___ MATERIAL SUPPLIED

PR #1134, opened 2026-01-20
Have `Monty::params` return `GenericMontyParams`

tarcieri:
Previously it wasn't possible to actually retrieve any of the parameters in a generic context. Returning a struct instead of an associated type makes that possible.

It's a bit confusing because there's still a `Monty::Params` type which is different: this is needed to gloss over the distinction between `BoxedMontyParams` which contains an
`Arc<GenericMontyParams<BoxedUint>>`.

To do that, it adds an `AsRef<GenericMontyParams<Self::Integer>>` bound to represent that bit of indirection, and also a
`From<GenericMontyParams<U>>` bound to make generic conversions possible.

A generic impl of `AsRef<GenericMontyParams<U>>` is also added to `GenericMontyParams<U>>` which suffices for the `MontyParams` type alias.

Now `Monty::params` returns a concrete generic type rather than an associated type, which means we can put any shared functionality we want in `GenericMontyParams`.

cc @andrewwhitehead

### DIFF
--- a/src/traits.rs
+++ b/src/traits.rs
@@ -10,7 +10,10 @@ pub use num_traits::{
     WrappingSub,
 };
 
-use crate::{Choice, CtOption, Limb, NonZero, Odd, Reciprocal, UintRef, modular::Retrieve};
+use crate::{
+    Choice, CtOption, Limb, NonZero, Odd, Reciprocal, UintRef,
+    modular::{GenericMontyParams, Retrieve},
+};
 use core::fmt::{self, Debug};
 
 #[cfg(feature = "rand_core")]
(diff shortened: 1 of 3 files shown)


tarcieri:
@fjarri FYI, this would be a breaking change, and I suspect it might impact `crypto-primes`. But we need to make changes for `rand_core` anyway

src/traits.rs
```diff
@@ -1158,7 +1169,7 @@ pub trait Monty:
 
     /// Returns the parameter struct used to initialize this object.
     #[must_use]
-    fn params(&self) -> &Self::Params;
+    fn params(&self) -> &GenericMontyParams<Self::Integer>;
```
tarcieri, line 1172: Note this would not be ideal if someone were ever to use it to construct `BoxedMontyForm` via the `From` impl above as it would lose the `Arc` and they would need to clone it

tarcieri:
Not sure this is worth it. This kind of conflates the two parameters at the same API level, whereas as-is it's clearer what you're dealing with and how to get to the other.

PR #1139, opened 2026-01-20
Add modular square root calculation for prime modulus `ConstMontyForm`

andrewwhitehead:
This implements a new macro, `const_prime_monty_params!` as an alternative to `const_monty_params!` for a prime modulus. The resulting `ConstMontyForm` values support a `sqrt` method, calculating the modular square root (if it exists). Support for `MontyForm` is possible, but it would not be very ergonomic as the `PrimeParams` would need to be passed around separately.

______

YOUR INSTRUCTIONS =
Return all lines from the data above with "also" in them.

RESPONSE =
To do that, it adds an `AsRef<GenericMontyParams<Self::Integer>>` bound to represent that bit of indirection, and also a
A generic impl of `AsRef<GenericMontyParams<U>>` is also added to `GenericMontyParams<U>>` which suffices for the `MontyParams` type alias.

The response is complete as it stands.